Невольно возникает вопрос: как же Макартуру удавалось вводить в заблуждение Пентагон, как ему сходила с рук так подобранная согласно собственной схеме и желаниям информация, что она в итоге получалась ложной? Представляется, ответ найти несложно. Скорее всего самим высоким инстанциям приходилось по душе, согласовывалось с собственным представлением о действительности то, что сообщал Макартур. После гибели американского флота на Гавайях, после быстрой сдачи Манилы вместе со страной престиж американских вооруженных сил пал очень низко. Да и сами вооруженные силы переживали моральный кризис. А ведь война набирала темпы. Предстояло много сражений. Ну и, конечно же, обидно: как же так - совсем не осталось храбрецов? Америка нуждалась в героях, в смелых солдатах, умных, не боявшихся пуль генералах, чтобы доказать - не потерян ковбойский дух, американец внезапно не превратился из супермена в трусливое существо. Д. Макартур это хорошо понимал. Он великолепно выполнял функции поставщика пропагандистского товара. Даже в этой весьма неблагоприятной для него диспозиции.
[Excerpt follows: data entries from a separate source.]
PR #2747, opened 2017-08-25
Adds additional fields to tag schema

mikemurray:
- Adds optional type field for better categorization needs
- Adds optional metafields array for instances where schema may fall short
- Adds isVisible field, useful for hiding a tag from showing in a list
- Adds groups array, allowing for hiding tags by specific user groups

### DIFF
--- a/lib/collections/schemas/tags.js
+++ b/lib/collections/schemas/tags.js
@@ -1,5 +1,6 @@
 import { SimpleSchema } from "meteor/aldeed:simple-schema";
 import { shopIdAutoValue } from "./helpers";
+import { Metafield } from "./metafield";
 
 /**
  * Tag Schema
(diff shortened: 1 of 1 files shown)


lib/collections/schemas/tags.js
```diff
@@ -17,6 +18,14 @@ export const Tag = new SimpleSchema({
   slug: {
     type: String
   },
+  type: {
```
zenweasel: type seems sort of vague? Just reading this I am not clear how I would use it?

aaronjudd: `type` has been (my)/the preferred name for anything that determines functionality, and should be a fairly standard behavior expectation across our schemas. 👍

aaronjudd:
`isVisible` feels like it should actually be a security group related filter, but... I know we've used the same convention elsewhere.

jshimko:
After merging this into marketplace, I now see this error when restarting a shop with an existing database.

reaction

Missed migration or something?

mikemurray:
Probably the `isVisible` field, since it's not marked optional.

Не менее успешно он занимался и другими делами. Одно из них: сделать все, чтобы филиппинская казна не досталась японцам. Золото (около 20 тонн) погрузили на подводную лодку "Трут" и отправили подальше от боевых действий. Так как для серебра места не осталось, то несколько ящиков монет затопили в разных местах крошечного архипелага Коррехидор.
А что делать с пачками американских долларов? Все не увезти. Тогда решили перво-наперво переписать номера банкнот (крупных, конечно), а потом сжечь. Полагают, что только перепиской долларов и занимался длительное время весь гарнизон на Коррехидоре. Ведь военных-то действий он не вел. Наконец развели огромный костер. В него и бросали доллары. Всегда любивший позабавиться Сид Хафф отыскал купюру достоинством 1000 долларов и прикурил от нее сигарету. Японцы, увидев столб черного дыма и не подозревая, естественно, о том, что это "золотой костер", на всякий случай дали несколько залпов из тяжелых орудий и тем самым прекратили фейерверк.